PR #944, opened 2021-07-26
Add kubevirt_cnao_cr_ready metric and NetworkAddonsConfigNotReady alert

RamLavi:
This PR adds the Add kubevirt_cnao_cr_ready metric and NetworkAddonsConfigNotReady alert.

**Release note**:

```release-note
NONE
```

### DIFF
--- a/data/monitoring/prom-rule.yaml
+++ b/data/monitoring/prom-rule.yaml
@@ -19,3 +19,11 @@ spec:
           for: 5m
           labels:
             severity: warning
+        - alert: NetworkAddonsConfigNotReady
+          annotations:
+            summary: CNAO CR NetworkAddonsConfig is not ready.
+            runbook_url: http://kubevirt.io/monitoring/runbooks/NetworkAddonsConfigNotReady
+          expr: sum(kubevirt_cnao_cr_ready{namespace='{{ .Namespace }}'} or vector(0)) == 0
+          for: 5m
+          labels:
+            severity: warning
--- a/pkg/controller/statusmanager/status_manager.go
+++ b/pkg/controller/statusmanager/status_manager.go
@@ -22,6 +22,7 @@ import (
 	cnao "github.com/kubevirt/cluster-network-addons-operator/pkg/apis/networkaddonsoperator/shared"
 	cnaov1 "github.com/kubevirt/cluster-network-addons-operator/pkg/apis/networkaddonsoperator/v1"
 	eventemitter "github.com/kubevirt/cluster-network-addons-operator/pkg/eventemitter"
+	"github.com/kubevirt/cluster-network-addons-operator/pkg/monitoring"
 	"github.com/kubevirt/cluster-network-addons-operator/pkg/names"
 )
 
@@ -83,6 +84,7 @@ func (status *StatusManager) Set(reachedAvailableLevel bool, conditions ...condi
 	for i := 0; i < conditionsUpdateRetries; i++ {
 		err := status.set(reachedAvailableLevel, conditions...)
 		if err == nil {
+			monitoring.SetReadyGauge(reachedAvailableLevel)
 			log.Print("Successfully updated status conditions")
 			return
 		}
--- a/pkg/monitoring/metrics.go
+++ b/pkg/monitoring/metrics.go
@@ -7,6 +7,7 @@ import (
 	"strconv"
 
 	"github.com/pkg/errors"
+	"github.com/prometheus/client_golang/prometheus"
 	"k8s.io/apimachinery/pkg/apis/meta/v1/unstructured"
 	"sigs.k8s.io/controller-runtime/pkg/metrics"
 
@@ -19,8 +20,24 @@ const (
 	defaultServiceAccountName  = "prometheus-k8s"
 )
 
+var (
+	readyGauge = prometheus.NewGauge(
+		prometheus.GaugeOpts{
+			Name: "kubevirt_cnao_cr_ready",
+			Help: "Cnao CR Ready",
+		})
+)
+
 func init() {
-	metrics.Registry.MustRegister()
+	metrics.Registry.MustRegister(readyGauge)
+}
+
+func SetReadyGauge(isReady bool) {
+	if isReady {
+		readyGauge.Set(1)
+	} else {
+		readyGauge.Set(0)
+	}
 }
 
 func RenderMonitoring(manifestDir string, monitoringAvailable bool) ([]*unstructured.Unstructured, error) {
--- a/test/check/check.go
+++ b/test/check/check.go
@@ -695,6 +695,50 @@ func checkForPrometheusRuleRemoval(name string) error {
 	return isNotFound("PrometheusRule", name, err)
 }
 
+func getMonitoringEndpoint() (*corev1.Endpoints, error) {
+	By("Finding CNAO prometheus endpoint")
+	endpoint := &corev1.Endpoints{}
+	err := framework.Global.Client.Get(context.Background(), types.NamespacedName{Name: MonitoringComponent.Service, Namespace: components.Namespace}, endpoint)
+	if err != nil {
+		return nil, err
+	}
+	return endpoint, nil
+}
+
+func scrapeEndpointAddress(epAddress corev1.EndpointAddress, epPort int32) (string, error) {
+	stdout, err := Kubectl("exec", "-n", epAddress.TargetRef.Namespace, epAddress.TargetRef.Name, "--", "curl", "-L", "-s", "-k", fmt.Sprintf("http://%s:%d/metrics", epAddress.IP, epPort))
+	if err != nil {
+		return "", err
+	}
+	return stdout, nil
+}
+
+func GetScrapedDataFromMonitoringEndpoint() (string, error) {
+	endpoint, err := getMonitoringEndpoint()
+	if err != nil {
+		return "", err
+	}
+
+	By("scraping the metrics endpoint on CNAO pod")
+	epPort := endpoint.Subsets[0].Ports[0].Port
+	for _, epAddress := range endpoint.Subsets[0].Addresses {
+		if !strings.HasPrefix(epAddress.TargetRef.Name, components.Name) {
+			continue
+		}
+		return scrapeEndpointAddress(epAddress, epPort)
+	}
+	return "", errors.New("no endpoint target ref name matches CNAO component")
+}
+
+func FindMetric(metrics string, expectedMetric string) string {
+	for _, line := range strings.Split(metrics, "\n") {
+		if strings.HasPrefix(line, expectedMetric+" ") {
+			return line
+		}
+	}
+	return ""
+}
+
 func isNotFound(componentType string, componentName string, clientGetOutput error) error {
 	if clientGetOutput != nil {
 		if apierrors.IsNotFound(clientGetOutput) {
--- a/test/e2e/workflow/deployment_test.go
+++ b/test/e2e/workflow/deployment_test.go
@@ -281,6 +281,25 @@ var _ = Describe("NetworkAddonsConfig", func() {
 			CreateConfig(gvk, configSpec)
 			CheckConfigCondition(gvk, ConditionAvailable, ConditionTrue, 15*time.Minute, 30*time.Second)
 		})
+		Context("and checking CNAO prometheus endpoint", func() {
+			var err error
+			var scrapedData string
+			BeforeEach(func() {
+				scrapedData, err = GetScrapedDataFromMonitoringEndpoint()
+				Expect(err).ToNot(HaveOccurred())
+			})
+			It("Should report the expected metrics", func() {
+				expectedMetricValueMap := map[string]string{
+					"kubevirt_cnao_cr_ready": "1",
+				}
+
+				for metricName, expectedValue := range expectedMetricValueMap {
+					metricEntry := FindMetric(scrapedData, metricName)
+					Expect(metricEntry).ToNot(BeEmpty(), fmt.Sprintf("metric %s does not appear in endpoint scrape", metricName))
+					Expect(metricEntry).To(Equal(fmt.Sprintf("%s %s", metricName, expectedValue)), fmt.Sprintf("metric %s does not have the expected value %s", metricName, expectedValue))
+				}
+			})
+		})
 	})
 	//2178
 	Context("when kubeMacPool is deployed", func() {
--- a/go.mod
+++ b/go.mod
@@ -22,6 +22,7 @@ require (
 	github.com/openshift/origin v4.1.0+incompatible
 	github.com/operator-framework/operator-sdk v0.18.0
 	github.com/pkg/errors v0.9.1
+	github.com/prometheus/client_golang v1.5.1
 	github.com/spf13/pflag v1.0.5
 	github.com/thanhpk/randstr v1.0.4
 	github.com/tomnomnom/linkheader v0.0.0-20180905144013-02ca5825eb80 // indirect
--- a/hack/prom-rule-ci/prom-rules-tests.yaml
+++ b/hack/prom-rule-ci/prom-rules-tests.yaml
@@ -35,3 +35,36 @@ tests:
       - eval_time: 5m
         alertname: CnaoDown
         exp_alerts:
+
+# NetworkAddonsConfigNotReady positive tests
+  - interval: 1m
+    input_series:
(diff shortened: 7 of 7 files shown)


RamLavi:
/hold
this PR depends on the monitoring infra PR #928 
relevant commits start at `add ready gauge and alert`

pkg/controller/statusmanager/status_manager.go
```diff
@@ -83,6 +84,7 @@ func (status *StatusManager) Set(reachedAvailableLevel bool, conditions ...condi
 	for i := 0; i < conditionsUpdateRetries; i++ {
 		err := status.set(reachedAvailableLevel, conditions...)
 		if err == nil {
+			monitoring.SetReadyGauge(reachedAvailableLevel)
```
oshoval, line 87: is there somewhere in the code where we need to set `SetReadyGauge(false)` (for example after it turned Ready, or if its going to be undeployed gracefully if there is such scenario) ?

pkg/monitoring/metrics.go
```diff
@@ -1,18 +1,29 @@
...
 	"net/http"
 
 	"github.com/prometheus/client_golang/prometheus/promhttp"
 )
 
+var (
+    readyGauge = prometheus.NewGauge(
+    	prometheus.GaugeOpts{
+    		Name: "kubevirt_cnao_ready",
+    		Help: "Operator Components (Deployed and)? Ready",
```
oshoval, line 15: `?` is intentional ?
little weird

pkg/controller/statusmanager/status_manager.go
RamLavi: not sure what you mean.. My premise is that if statusManager works well to describe the availability of CNAO, then we can just follow that.

data/monitoring/prom-rule.yaml
```diff
@@ -18,3 +18,10 @@ spec:
           for: 5m
           labels:
             severity: critical
+        - alert: CnaoNotReady
+          annotations:
+            summary: one or more of CNAO deployed components is not ready.
+          expr: kubevirt_cnao_num_up_operators == 0
```
oshoval, line 24: same expr as above, maybe you mean kubevirt_cnao_ready ?

pkg/controller/statusmanager/status_manager.go
oshoval: just in the case of err != nil, do we need to update the Ready to 0 ? or to some value representing unknown ?
or just keep the old value

pkg/monitoring/metrics.go
RamLavi: nah, totally missed that. fixed. :)

pkg/controller/statusmanager/status_manager.go
RamLavi: if we failed to set the status, then the last status remained, so I think we should also keep the metric the same.. 

>(are there other cases of tear down where we wont reach here but do want to set it to 0 ?)

not that I can think of.

data/monitoring/prom-rule.yaml
RamLavi: the alert should fire when CNAO is not ready, so the name is fitting imo
but you are right that I used the wrong `expr` there. fixed. thanks!

test/e2e/workflow/deployment_test.go
```diff
@@ -277,6 +281,24 @@ var _ = Describe("NetworkAddonsConfig", func() {
...
+				scrapedData, err = GetScrapedDataFromMonitoringEndpoint()
+				Expect(err).ToNot(HaveOccurred())
+			})
+			It("Should report the expected metrics", func() {
+				expectedmetricValueMap := map[string]string{
+					"kubevirt_cnao_ready": "1",
+				}
+
+				for metricName, expectedValue := range expectedmetricValueMap {
+					Expect(scrapedData).To(ContainSubstring(metricName), fmt.Sprintf("metric %s does not appear in endpoint scrape", metricName))
```
oshoval, line 297: isnt it redundant, as the next line will include `metricName` ?

RamLavi: I agree, changed the test, tell me what you think

oshoval: I think that 2nd line was enough, no need to add the parsing
as the only line that match VAR_NAME VALUE is the one we need (beside *)

`Expect(scrapedData).To(ContainSubstring(fmt.Sprintf("%s %s", metricName, expectedValue)), fmt.Sprintf("metric %s does not have the correct value %s", metricName, expectedValue))`

maybe nice to have is something like
var re = regexp.MustCompile(`^VAR_NAME VALUE$`)
so its the exact line as a whole, this way it won't match a prefix of other variable (*)

wdyt?

RamLavi: scrapedData is huge, I want to avoid `Expect`ing the entire scrapedData string, as the output on the test failure will be too tiresome to debug, and also might be trancated by gomega..

test/e2e/workflow/deployment_test.go
```diff
@@ -281,6 +282,34 @@ var _ = Describe("NetworkAddonsConfig", func() {
...
+
+				for metricName, expectedValue := range expectedmetricValueMap {
+					metricFound := false
+					for _, line := range strings.Split(scrapedData, "\n") {
+						if strings.HasPrefix(line, "#") {
+							continue
+						}
+						if strings.Contains(line, metricName) {
+							metricFound = true
+							Expect(line).To(Equal(fmt.Sprintf("%s %s", metricName, expectedValue)), fmt.Sprintf("metric %s does not have the expected value %s", metricName, expectedValue))
```
oshoval, line 306: you can break here after the Expect

test/e2e/workflow/deployment_test.go
```diff
@@ -281,6 +282,34 @@ var _ = Describe("NetworkAddonsConfig", func() {
 			CreateConfig(gvk, configSpec)
 			CheckConfigCondition(gvk, ConditionAvailable, ConditionTrue, 15*time.Minute, 30*time.Second)
 		})
+		Context("and checking CNAO prometheus endpoint", func() {
+			var err error
+			var scrapedData string
+			BeforeEach(func() {
+				scrapedData, err = GetScrapedDataFromMonitoringEndpoint()
```
oshoval, line 289: Why to scrap it on the before each and not in the test body itself ?

test/e2e/workflow/deployment_test.go
```diff
@@ -281,6 +282,34 @@ var _ = Describe("NetworkAddonsConfig", func() {
...
+				Expect(err).ToNot(HaveOccurred())
+				fmt.Print(scrapedData)
```
oshoval, line 291: leftover?
don't think we want to print it

test/e2e/workflow/deployment_test.go
RamLavi: totally. Done

test/e2e/workflow/deployment_test.go
RamLavi: Because the test is about checking that the metric exists with the expected value on the scrape.
it is not about the scraping itself, and so I dubbed it as something needed to be done BeforeEach test..

RamLavi:
@oshoval fixed [here](https://github.com/kubevirt/cluster-network-addons-operator/compare/174799be91e38f23a025d6f015006b2ed47659b7..e689d1602b9e0b32df21a17bff628a7e6fe65867)

test/e2e/workflow/deployment_test.go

----------

YOUR GOAL:
Some lines above hold the word "FindMetric". Copy all of them.

ANSWER:
+func FindMetric(metrics string, expectedMetric string) string {
+					metricEntry := FindMetric(scrapedData, metricName)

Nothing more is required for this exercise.